Repeat, line for line, the entries below from the first line to the line containing "-12,7 +12,7 @@", counting both ends.

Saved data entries

----------------

PR #1441, opened 2020-06-08
Four unmapped top level classes

liach:

With #1431 and #1440, all unmapped top level classes will be now mapped in 1.16-pre2..

### DIFF
--- a/mappings/net/minecraft/datafixer/fix/NonStretchingPackedArray.mapping
+++ b/mappings/net/minecraft/datafixer/fix/NonStretchingPackedArray.mapping
@@ -1,0 +1,24 @@
+CLASS net/minecraft/class_5298 net/minecraft/datafixer/fix/NonStretchingPackedArray
+	COMMENT A packed array of integers in which no value would stretch over more
+	COMMENT than one long values in the backing array. Introduced in 20w17a for the
+	COMMENT new block state storage format.
+	FIELD field_24641 array [J
+	FIELD field_24642 unitSize I
+	FIELD field_24643 maxValue J
+	FIELD field_24644 length I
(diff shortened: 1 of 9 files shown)


mappings/net/minecraft/datafixer/fix/NonStretchingPackedArray.mapping
```diff
@@ -0,0 +1,24 @@
+CLASS net/minecraft/class_5298 net/minecraft/datafixer/fix/NonStretchingPackedArray
```
i509VCB: Is this a util class or an actual data fix?

If it's a util class it should go in util package.

mappings/net/minecraft/datafixer/fix/NonStretchingPackedArray.mapping
```diff
@@ -0,0 +1,24 @@
...
+	COMMENT A packed array of integers in which no value would stretch over more
+	COMMENT than one long values in the backing array. Introduced in 20w17a for the
```
i509VCB:
```suggestion
	COMMENT than one long value in the backing array. Introduced in 20w17a for the
```

I assume you meant this?

mappings/net/minecraft/datafixer/fix/NonStretchingPackedArray.mapping
liach: A utility array that is only used by data fix. Hmm no other such helper object exist in fix package, sure

i509VCB (approved):
Looks fine to me otherwise

Gegy (approved):

modmuss50 (approved):

PR #1452, opened 2020-06-09
Finish ProfilerTimer mapping

RDIL:
This is my first mapping that I've ever written, so please let me know if I did something wrong.

Also, this exists on latest, so figured I would add it.

Thanks in advance 😃

### DIFF
--- a/build.gradle
+++ b/build.gradle
@@ -12,7 +12,7 @@ buildscript {
 		classpath "commons-io:commons-io:2.6"
 		classpath "com.google.guava:guava:28.0-jre"
 		classpath 'de.undercouch:gradle-download-task:3.4.3'
-		classpath 'net.fabricmc:tiny-remapper:+'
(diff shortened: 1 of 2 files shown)


liach:
I wonder if we still add to 1.14.4 mappings 🤔

liach (approved):

RDIL:
@liach modmuss said that if it targets latest it can be backported, and this change is on master but was never backported for some reason.

liach:
@modmuss50 decide then

modmuss50:
No reason why not, not sure why it failed to build.

liach:
The build failure may be caused by what's fixed in #1260?

RDIL:
I can cherry-pick that commit onto this branch if you want.

RDIL:
@liach that fixed it!

modmuss50 (approved):

PR #2126, opened 2021-03-10
Add missing methods for util math from 10a update

liach:

### DIFF
--- a/mappings/net/minecraft/util/math/BlockBox.mapping
+++ b/mappings/net/minecraft/util/math/BlockBox.mapping
@@ -1,10 +1,22 @@
 CLASS net/minecraft/class_3341 net/minecraft/util/math/BlockBox
+	COMMENT A mutable box with integer coordinates. The box is axis-aligned and the
+	COMMENT coordinates are inclusive.
+	COMMENT
+	COMMENT <p>This box, though mutable, has proper {@code hashCode} and {@code
+	COMMENT equals} implementation and can be used as map keys if user can ensure
+	COMMENT they are not modified.
+	COMMENT
+	COMMENT @see Box
 	FIELD field_14376 maxZ I
 	FIELD field_14377 maxY I
 	FIELD field_14378 maxX I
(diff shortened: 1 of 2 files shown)


liach:
Requesting a review. This readds the lost `BlockPos.add`, which should be quite useful.

YanisBft (approved):

mappings/net/minecraft/util/math/BlockBox.mapping
```diff
@@ -1,17 +1,34 @@
 CLASS net/minecraft/class_3341 net/minecraft/util/math/BlockBox
+	COMMENT A mutable box with integer coordinates. The box is axis-aligned and the
+	COMMENT coordinates are inclusive.
+	COMMENT
+	COMMENT <p>This box, though mutable, has proper {@code hashCode} and {@code
+	COMMENT equals} implementation and can be used as map keys if user can ensure
```
haykam821: This is probably an existing issue but I would still change it:

```suggestion
	COMMENT equals} implementations and can be used as map keys if user can ensure
```

haykam821 (approved):

mappings/net/minecraft/util/math/Vec3i.mapping
```diff
@@ -57,3 +59,11 @@ CLASS net/minecraft/class_2382 net/minecraft/util/math/Vec3i
 	METHOD method_33106 getSquaredDistance (Lnet/minecraft/class_2382;Z)D
 		ARG 1 vec
 		ARG 2 treatAsBlockPos
+	METHOD method_34592 add (III)Lnet/minecraft/class_2382;
+		COMMENT Returns another Vec3i whose coordinates have the parameter x, y, and z
+		COMMENT added to the coordinates of this vector.
+		COMMENT
+		COMMENT <p>This method always return an immutable object.
```
jaskarth:
```suggestion
		COMMENT <p>This method always returns an immutable object.
```

PR #2127, opened 2021-03-10
Map resource factory

liach:
It's used in creating class_5944 instances and GameRenderer.method_34521,
both of which only uses the DefaultResourcePack as the only resource
factory impl effectively.

Restored removed javadoc. Dunno why matcher removed it

Renamed a method in MinecraftClient as that is not just a downloader but a general resource pack provider that provides both the default and the server specific resource packs. the field is called `builtinPackProvider`, and imo that's ok so didn't rename it.


YanisBft (approved):

enbrain (approved):

liach:
@modmuss50 Just curious, what happened during matching? The parameter name, documentations etc are all lost during the matching; only the method name remained. I wonder if this is a matcher mapping bug or if you accidentally broke something.

PR #2128, opened 2021-03-10
Map vertical surfaces

haykam821:


YanisBft (approved):
Seems good, not sure about the package tho

haykam821:
I placed it in the same package as `Direction`, and many classes are part of `util` rather than `world.gen` already.

liach:
Hmm, is there a vertical surface class? We can create packages for them if needed, just like how game event types are put in their packages

haykam821:
No, this is just an enum containing `FLOOR` and `CEILING`. I can name it `VerticalSurface` if that's better.

liach:
Hmm, looking at `AxisDirection` `Axis` etc in `Direction` imo it's better to remove `Type` suffix.

liach (approved):
I doubt they may change it in the future. This name appears good.

Side note: Might need some manual merging with #2133

mappings/net/minecraft/class_5927.mapping
```diff
@@ -0,0 +1,4 @@
+CLASS net/minecraft/class_5927
```
liach: Mind move this to `VegetationPatchFeatureConfig` instead?

mappings/net/minecraft/class_5931.mapping
```diff
@@ -0,0 +1,4 @@
+CLASS net/minecraft/class_5931
```
liach: Same, now this is `CaveSurfaceDecoratorConfig`

mappings/net/minecraft/class_5927.mapping
haykam821: Fixed in e762aacaed6c3345f0e94f4365d8d9d63f306ae8

mappings/net/minecraft/class_5931.mapping
haykam821: Fixed in e762aacaed6c3345f0e94f4365d8d9d63f306ae8

PR #2133, opened 2021-03-11
World generation in 21w10a

mschae23:
I mapped the new world generation features and decorators in 21w10a.

This is my first contribution to Yarn, so please point out any mistakes I made.


liach (approved):

mappings/net/minecraft/world/gen/feature/util/CaveSurface.mapping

----------------

(Result)
PR #1441, opened 2020-06-08
Four unmapped top level classes

liach:

With #1431 and #1440, all unmapped top level classes will be now mapped in 1.16-pre2..

### DIFF
--- a/mappings/net/minecraft/datafixer/fix/NonStretchingPackedArray.mapping
+++ b/mappings/net/minecraft/datafixer/fix/NonStretchingPackedArray.mapping
@@ -1,0 +1,24 @@
+CLASS net/minecraft/class_5298 net/minecraft/datafixer/fix/NonStretchingPackedArray
+	COMMENT A packed array of integers in which no value would stretch over more
+	COMMENT than one long values in the backing array. Introduced in 20w17a for the
+	COMMENT new block state storage format.
+	FIELD field_24641 array [J
+	FIELD field_24642 unitSize I
+	FIELD field_24643 maxValue J
+	FIELD field_24644 length I
(diff shortened: 1 of 9 files shown)


mappings/net/minecraft/datafixer/fix/NonStretchingPackedArray.mapping
```diff
@@ -0,0 +1,24 @@
+CLASS net/minecraft/class_5298 net/minecraft/datafixer/fix/NonStretchingPackedArray
```
i509VCB: Is this a util class or an actual data fix?

If it's a util class it should go in util package.

mappings/net/minecraft/datafixer/fix/NonStretchingPackedArray.mapping
```diff
@@ -0,0 +1,24 @@
...
+	COMMENT A packed array of integers in which no value would stretch over more
+	COMMENT than one long values in the backing array. Introduced in 20w17a for the
```
i509VCB:
```suggestion
	COMMENT than one long value in the backing array. Introduced in 20w17a for the
```

I assume you meant this?

mappings/net/minecraft/datafixer/fix/NonStretchingPackedArray.mapping
liach: A utility array that is only used by data fix. Hmm no other such helper object exist in fix package, sure

i509VCB (approved):
Looks fine to me otherwise

Gegy (approved):

modmuss50 (approved):

PR #1452, opened 2020-06-09
Finish ProfilerTimer mapping

RDIL:
This is my first mapping that I've ever written, so please let me know if I did something wrong.

Also, this exists on latest, so figured I would add it.

Thanks in advance 😃

### DIFF
--- a/build.gradle
+++ b/build.gradle
@@ -12,7 +12,7 @@ buildscript {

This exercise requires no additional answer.